Leon's Quick and Dirty Workflow Counter

Ask anyone who has played with Dynamics CRM 4.0 for a while how to show the total number of subrecords against a parent (for example total number of calls/contacts/closed meetings etc.) and they will tell you to go scripting.

Being adverse to scripting of any kind I thought I'd have a play and to this end I present my record counter using only workflows (two of them in fact).

So let's say we want to count the number of contacts against an account. First of all we need a place to store this counter, so we create an attribute against the account. We can set this to be a number or a date, both witll work, although we get more flexibility with numbers.

Now, we need to initialise the attribute, so our first workflow gets triggered on the account creation and sets the counter field to something that makes sense i.e. 0

Now we need to increment the counter when a contact gets added, so we add a second workflow against contact creation which updates the Parent Customer (Account) and using the dynamic value form assistant on the right of the form we set the value of the counter to one more than its current value. For number fields, you have the option of incrementing/decrementing or multiplying through the Dynamic Value Form Assistant in the workflow update form.

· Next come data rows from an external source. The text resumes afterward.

PR #556, opened 2023-02-23
Prevent potential size overflow and 0 length PATCH

mifi:
note: i'm not sure how to reproduce or even test this. and i'm not even sure if this is the correct solution, but I saw some code that I thought could be buggy.

alternatively we could throw an error if `sliceSize < 0` or `offset > this._size`, because that could indicate a logic issue.

see discussion in https://community.transloadit.com/t/how-to-abort-hanging-companion-uploads/16488/10

### DIFF
--- a/lib/upload.js
+++ b/lib/upload.js
@@ -738,7 +738,7 @@ class BaseUpload {
     if ((end === Infinity || end > this._size) && !this.options.uploadLengthDeferred) {
       end = this._size
     }
-    
+
     const sliceSize = end - start
     if (sliceSize <= 0) { // done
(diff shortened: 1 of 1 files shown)


Acconut:
Tests are failing for your changes, which could indicate a problem. Also, in https://community.transloadit.com/t/how-to-abort-hanging-companion-uploads/16488/13 they mentioned that this behavior would occur when uploadSize was too big, so we should focus on fixing this.

cc @jdcalvin

Acconut:
Superseeded by https://github.com/tus/tus-js-client/pull/606.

And there you have it, a counter which will count the number of contacts added to an account. Obviously if you were to use this, you'd need to capture more events than just contact creation as contacts can be reparented etc. but you get the idea. The decrementing may come in handy for situations where you are, for example, counting the total number of active calls against an account and decrementing when a call is closed.

You could also use this for scoring accounts or contacts if you use such techniques. For example, if an account gets 10 points for every closed-won opportunity against them. Perhaps they lose 10 points for every closed-lost opportunity against them etc.

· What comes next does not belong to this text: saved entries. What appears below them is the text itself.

Issue #579, opened 2023-04-13
HEAD request is not retried on intermittent server errors such as 502 Bad Gateway


nh2:
In

https://github.com/tus/tus-js-client/blob/01d3948c1a0b96adee545af72cdaabc5c5e979b1/lib/upload.js#L632-L676

the logic results in `HEAD` requests giving e.g. HTTP `502 Bad Gateway` not being retried; instead a new upload is started immediately. The user-defined `onShouldRetry()` is unexpectedly not called.

This is inconsistent with other parts of `tus-js-client`:

* `PATCH` requests are retried
* `POST` requests to create new uploads are retried on HTTP 502, because of
  https://github.com/tus/tus-js-client/blob/01d3948c1a0b96adee545af72cdaabc5c5e979b1/lib/upload.js#L592-L593
  where `_emitHttpError()` calls `_emitError()` which has the retry logic (`shouldRetry()` calling `onShouldRetry()`)

**To Reproduce**

1. Start an upload, e.g. to some TUS server with a reverse proxy such as nginx in between
2. Restart the upstream TUS server, so that HTTP `502 Bad Gateway` is generated by the reverse proxy
3. See error

Please try to reproduce the problem when uploading to our public tus instance at [https://tusd.tusdemo.net/files/](https://tusd.tusdemo.net/files/), if applicable to your situation. This helps us to determine whether the problem may be caused by the server component.

**Expected behavior**

* `HEAD` retries the same way as `PATCH`.
* `onShouldRetry()` should be called for `HEAD` the same way as for `PATCH`, so that the user can implement error handling.

nh2:
It also looks to me that https://github.com/tus/tus-js-client/blob/01d3948c1a0b96adee545af72cdaabc5c5e979b1/lib/upload.js#L656-L660

is too general.

For example, HTTP `429 Too Many Requests` for rate-limiting should allow the user to back off and retry after a short time, instead of creating a new upoad (thus creating even more requests).

It seems that a better approach is to list exactly the cases in which new uploads are created without calling the user's `onShouldRetry()`, instead of this broad handling.

Similar to https://github.com/tus/tus-js-client/blob/01d3948c1a0b96adee545af72cdaabc5c5e979b1/lib/upload.js#L1013 where cases are also listed explicitly.

PR #581, opened 2023-04-14
Fix HEAD not being retried for HTTP 500 category responses

nh2:
Tentative PR to help with #579.

This fixes the immediate issue of key HTTP 500 errors such as `502 Bad Gateway` not leading to retries.

But as described in https://github.com/tus/tus-js-client/issues/579#issuecomment-1508169053 I thikn that even more cases should lead to retry.

### DIFF
--- a/lib/upload.js
+++ b/lib/upload.js
@@ -615,6 +615,11 @@ class BaseUpload {
         if (status === 423) {
           this._emitHttpError(req, res, 'tus: upload is currently locked; retry later')
           return
+        } else if (inStatusCategory(status, 500)) {
+          // Run retry logic if the server has an error, e.g. 502 Bad Gateway when
+          // proxied server is temporarily down. See issue #579.
+          this._emitHttpError(req, res, 'tus: resuming upload resulted in HTTP 500 category error')
+          return
         }
 
         if (inStatusCategory(status, 400)) {


lib/upload.js
```diff
@@ -615,6 +615,11 @@ class BaseUpload {
         if (status === 423) {
           this._emitHttpError(req, res, 'tus: upload is currently locked; retry later')
           return
+        } else if (inStatusCategory(status, 500)) {
```
Acconut, line 618: Let's not use an `else if` here but just an `if`. The `else` should not be necessary.

lib/upload.js
```diff
@@ -615,6 +615,11 @@ class BaseUpload {
...
+          // Run retry logic if the server has an error, e.g. 502 Bad Gateway when
+          // proxied server is temporarily down. See issue #579.
```
Acconut, line 620: Please mention that we do not want to clear `this._url` and create a new upload here.

Acconut (changes requested):
Thank you! This should fix the problem. Could you please add a case for our test suite?

lib/upload.js
nh2: Done.

lib/upload.js
nh2: Done.

Acconut:
Thanks for the updates. Only a test case would be nice now:
> Could you please add a case for our test suite?

Let me know if you need help with that.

I recently used this to create 12 monthly appointments, one being scheduled immediately after the previous one is completed. The counter worked nicely to determine when to stop the appointments from being created.

3 comments:

Anonymous said...

Great idea and works well for things which tend not to change parents. Also useful for things such as counting Opportunities which may be linked to an Account directly or via a Contact (workflow can increment the Contact counter and the Contact's Parent Accout counter pretty trivially).

Isn't the biggest problem with this that when you reparent a Contact you can easily increment the new parent counter but not decrement the old one, unless you build in the extra fields to "audit trail" the change (eg adding a field for "previous parent" which is updated to match the new one only after the workflow has run). If you are counting second-degree records like the opportunities in my example above, this would break because of the 1:N relationship, unless a custom workflow step were developed.

So yes, this can work, but can be a lot of effort to get accurate results.

Leon Tribe said...

This is why it's quick and dirty ;) I did recently use this for a client where they were tracking quotations and wanted a manager to review the purchase when they reached 3 but yes, as mentioned in the article for other situations you may need to capture other events and decrement accordingly.

Leon Tribe said...

Alternatively, if it proves too much like hard work, a plugin will do the job handsomely.